The listing should be returned in its entirety, exactly as given.

**Records supplied**
- - -

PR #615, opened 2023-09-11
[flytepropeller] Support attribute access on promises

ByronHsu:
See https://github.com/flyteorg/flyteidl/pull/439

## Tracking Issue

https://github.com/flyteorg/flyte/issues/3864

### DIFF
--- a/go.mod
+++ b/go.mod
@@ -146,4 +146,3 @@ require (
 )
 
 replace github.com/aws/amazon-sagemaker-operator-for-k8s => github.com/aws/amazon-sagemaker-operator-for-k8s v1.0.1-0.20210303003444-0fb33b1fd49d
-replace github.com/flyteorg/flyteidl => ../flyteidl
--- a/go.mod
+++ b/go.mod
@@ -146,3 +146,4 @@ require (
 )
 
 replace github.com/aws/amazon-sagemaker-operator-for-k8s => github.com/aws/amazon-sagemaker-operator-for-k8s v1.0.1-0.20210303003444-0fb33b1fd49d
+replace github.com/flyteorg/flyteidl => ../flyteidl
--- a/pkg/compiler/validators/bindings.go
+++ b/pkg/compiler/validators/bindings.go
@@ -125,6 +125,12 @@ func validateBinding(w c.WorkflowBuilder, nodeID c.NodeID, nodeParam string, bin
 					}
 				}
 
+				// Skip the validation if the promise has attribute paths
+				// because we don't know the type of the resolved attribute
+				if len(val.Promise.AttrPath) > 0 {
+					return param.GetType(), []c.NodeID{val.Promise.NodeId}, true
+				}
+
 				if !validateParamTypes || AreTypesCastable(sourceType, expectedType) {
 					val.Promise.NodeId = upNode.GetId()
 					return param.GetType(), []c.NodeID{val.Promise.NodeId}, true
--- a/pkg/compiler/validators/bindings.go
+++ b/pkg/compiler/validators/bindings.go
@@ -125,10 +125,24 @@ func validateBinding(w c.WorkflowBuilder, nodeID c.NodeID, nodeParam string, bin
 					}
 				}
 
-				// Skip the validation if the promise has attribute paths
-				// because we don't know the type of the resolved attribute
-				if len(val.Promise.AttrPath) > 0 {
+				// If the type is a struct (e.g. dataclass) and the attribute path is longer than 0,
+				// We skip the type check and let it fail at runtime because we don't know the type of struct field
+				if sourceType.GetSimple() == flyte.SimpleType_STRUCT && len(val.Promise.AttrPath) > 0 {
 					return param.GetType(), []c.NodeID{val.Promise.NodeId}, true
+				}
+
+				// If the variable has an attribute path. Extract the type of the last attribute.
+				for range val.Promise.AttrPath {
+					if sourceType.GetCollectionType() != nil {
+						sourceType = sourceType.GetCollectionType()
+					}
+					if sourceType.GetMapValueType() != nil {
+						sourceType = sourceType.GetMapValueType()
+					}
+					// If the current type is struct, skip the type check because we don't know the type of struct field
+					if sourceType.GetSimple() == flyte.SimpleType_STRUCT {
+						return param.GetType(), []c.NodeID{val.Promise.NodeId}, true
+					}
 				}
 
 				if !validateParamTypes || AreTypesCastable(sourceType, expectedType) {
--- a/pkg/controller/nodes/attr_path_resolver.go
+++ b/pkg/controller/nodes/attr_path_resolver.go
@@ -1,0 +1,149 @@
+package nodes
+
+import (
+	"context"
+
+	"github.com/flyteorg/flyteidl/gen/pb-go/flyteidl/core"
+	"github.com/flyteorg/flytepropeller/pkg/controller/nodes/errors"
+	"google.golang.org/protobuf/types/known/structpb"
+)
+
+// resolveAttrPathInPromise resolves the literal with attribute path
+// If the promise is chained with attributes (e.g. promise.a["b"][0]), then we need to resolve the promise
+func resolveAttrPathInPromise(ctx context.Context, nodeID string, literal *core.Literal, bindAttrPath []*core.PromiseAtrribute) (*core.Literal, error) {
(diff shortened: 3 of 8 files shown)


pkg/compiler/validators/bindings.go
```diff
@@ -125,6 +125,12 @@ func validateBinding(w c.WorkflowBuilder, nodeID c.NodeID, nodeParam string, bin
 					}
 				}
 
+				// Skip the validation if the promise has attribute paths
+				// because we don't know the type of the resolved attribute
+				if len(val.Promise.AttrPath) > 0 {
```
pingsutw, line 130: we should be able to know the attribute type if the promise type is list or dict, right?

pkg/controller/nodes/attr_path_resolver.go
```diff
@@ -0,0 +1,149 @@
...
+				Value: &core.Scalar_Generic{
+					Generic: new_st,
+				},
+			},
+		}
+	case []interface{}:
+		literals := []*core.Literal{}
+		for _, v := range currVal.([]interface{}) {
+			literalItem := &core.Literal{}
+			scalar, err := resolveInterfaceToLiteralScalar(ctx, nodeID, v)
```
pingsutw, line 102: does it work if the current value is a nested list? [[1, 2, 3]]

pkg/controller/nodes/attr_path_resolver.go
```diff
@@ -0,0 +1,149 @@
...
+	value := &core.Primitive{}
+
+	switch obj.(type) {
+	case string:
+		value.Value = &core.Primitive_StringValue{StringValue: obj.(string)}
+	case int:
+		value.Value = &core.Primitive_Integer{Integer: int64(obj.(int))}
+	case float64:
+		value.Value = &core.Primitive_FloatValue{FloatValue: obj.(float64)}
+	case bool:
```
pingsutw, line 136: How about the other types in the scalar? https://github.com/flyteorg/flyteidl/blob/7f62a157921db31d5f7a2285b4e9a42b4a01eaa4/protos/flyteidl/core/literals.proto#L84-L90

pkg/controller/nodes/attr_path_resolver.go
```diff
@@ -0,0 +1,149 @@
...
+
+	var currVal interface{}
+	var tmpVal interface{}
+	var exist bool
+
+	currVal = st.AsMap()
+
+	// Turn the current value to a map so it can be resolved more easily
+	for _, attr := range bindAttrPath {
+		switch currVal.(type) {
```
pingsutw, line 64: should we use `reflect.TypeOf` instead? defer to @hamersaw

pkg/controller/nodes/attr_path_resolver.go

- - -

**Solution to the problem**
PR #615, opened 2023-09-11
[flytepropeller] Support attribute access on promises

ByronHsu:
See https://github.com/flyteorg/flyteidl/pull/439

## Tracking Issue

https://github.com/flyteorg/flyte/issues/3864

### DIFF
--- a/go.mod
+++ b/go.mod
@@ -146,4 +146,3 @@ require (
 )
 
 replace github.com/aws/amazon-sagemaker-operator-for-k8s => github.com/aws/amazon-sagemaker-operator-for-k8s v1.0.1-0.20210303003444-0fb33b1fd49d
-replace github.com/flyteorg/flyteidl => ../flyteidl
--- a/go.mod
+++ b/go.mod
@@ -146,3 +146,4 @@ require (
 )
 
 replace github.com/aws/amazon-sagemaker-operator-for-k8s => github.com/aws/amazon-sagemaker-operator-for-k8s v1.0.1-0.20210303003444-0fb33b1fd49d
+replace github.com/flyteorg/flyteidl => ../flyteidl
--- a/pkg/compiler/validators/bindings.go
+++ b/pkg/compiler/validators/bindings.go
@@ -125,6 +125,12 @@ func validateBinding(w c.WorkflowBuilder, nodeID c.NodeID, nodeParam string, bin
 					}
 				}
 
+				// Skip the validation if the promise has attribute paths
+				// because we don't know the type of the resolved attribute
+				if len(val.Promise.AttrPath) > 0 {
+					return param.GetType(), []c.NodeID{val.Promise.NodeId}, true
+				}
+
 				if !validateParamTypes || AreTypesCastable(sourceType, expectedType) {
 					val.Promise.NodeId = upNode.GetId()
 					return param.GetType(), []c.NodeID{val.Promise.NodeId}, true
--- a/pkg/compiler/validators/bindings.go
+++ b/pkg/compiler/validators/bindings.go
@@ -125,10 +125,24 @@ func validateBinding(w c.WorkflowBuilder, nodeID c.NodeID, nodeParam string, bin
 					}
 				}
 
-				// Skip the validation if the promise has attribute paths
-				// because we don't know the type of the resolved attribute
-				if len(val.Promise.AttrPath) > 0 {
+				// If the type is a struct (e.g. dataclass) and the attribute path is longer than 0,
+				// We skip the type check and let it fail at runtime because we don't know the type of struct field
+				if sourceType.GetSimple() == flyte.SimpleType_STRUCT && len(val.Promise.AttrPath) > 0 {
 					return param.GetType(), []c.NodeID{val.Promise.NodeId}, true
+				}
+
+				// If the variable has an attribute path. Extract the type of the last attribute.
+				for range val.Promise.AttrPath {
+					if sourceType.GetCollectionType() != nil {
+						sourceType = sourceType.GetCollectionType()
+					}
+					if sourceType.GetMapValueType() != nil {
+						sourceType = sourceType.GetMapValueType()
+					}
+					// If the current type is struct, skip the type check because we don't know the type of struct field
+					if sourceType.GetSimple() == flyte.SimpleType_STRUCT {
+						return param.GetType(), []c.NodeID{val.Promise.NodeId}, true
+					}
 				}
 
 				if !validateParamTypes || AreTypesCastable(sourceType, expectedType) {
--- a/pkg/controller/nodes/attr_path_resolver.go
+++ b/pkg/controller/nodes/attr_path_resolver.go
@@ -1,0 +1,149 @@
+package nodes
+
+import (
+	"context"
+
+	"github.com/flyteorg/flyteidl/gen/pb-go/flyteidl/core"
+	"github.com/flyteorg/flytepropeller/pkg/controller/nodes/errors"
+	"google.golang.org/protobuf/types/known/structpb"
+)
+
+// resolveAttrPathInPromise resolves the literal with attribute path
+// If the promise is chained with attributes (e.g. promise.a["b"][0]), then we need to resolve the promise
+func resolveAttrPathInPromise(ctx context.Context, nodeID string, literal *core.Literal, bindAttrPath []*core.PromiseAtrribute) (*core.Literal, error) {
(diff shortened: 3 of 8 files shown)


pkg/compiler/validators/bindings.go
```diff
@@ -125,6 +125,12 @@ func validateBinding(w c.WorkflowBuilder, nodeID c.NodeID, nodeParam string, bin
 					}
 				}
 
+				// Skip the validation if the promise has attribute paths
+				// because we don't know the type of the resolved attribute
+				if len(val.Promise.AttrPath) > 0 {
```
pingsutw, line 130: we should be able to know the attribute type if the promise type is list or dict, right?

pkg/controller/nodes/attr_path_resolver.go
```diff
@@ -0,0 +1,149 @@
...
+				Value: &core.Scalar_Generic{
+					Generic: new_st,
+				},
+			},
+		}
+	case []interface{}:
+		literals := []*core.Literal{}
+		for _, v := range currVal.([]interface{}) {
+			literalItem := &core.Literal{}
+			scalar, err := resolveInterfaceToLiteralScalar(ctx, nodeID, v)
```
pingsutw, line 102: does it work if the current value is a nested list? [[1, 2, 3]]

pkg/controller/nodes/attr_path_resolver.go
```diff
@@ -0,0 +1,149 @@
...
+	value := &core.Primitive{}
+
+	switch obj.(type) {
+	case string:
+		value.Value = &core.Primitive_StringValue{StringValue: obj.(string)}
+	case int:
+		value.Value = &core.Primitive_Integer{Integer: int64(obj.(int))}
+	case float64:
+		value.Value = &core.Primitive_FloatValue{FloatValue: obj.(float64)}
+	case bool:
```
pingsutw, line 136: How about the other types in the scalar? https://github.com/flyteorg/flyteidl/blob/7f62a157921db31d5f7a2285b4e9a42b4a01eaa4/protos/flyteidl/core/literals.proto#L84-L90

pkg/controller/nodes/attr_path_resolver.go
```diff
@@ -0,0 +1,149 @@
...
+
+	var currVal interface{}
+	var tmpVal interface{}
+	var exist bool
+
+	currVal = st.AsMap()
+
+	// Turn the current value to a map so it can be resolved more easily
+	for _, attr := range bindAttrPath {
+		switch currVal.(type) {
```
pingsutw, line 64: should we use `reflect.TypeOf` instead? defer to @hamersaw

pkg/controller/nodes/attr_path_resolver.go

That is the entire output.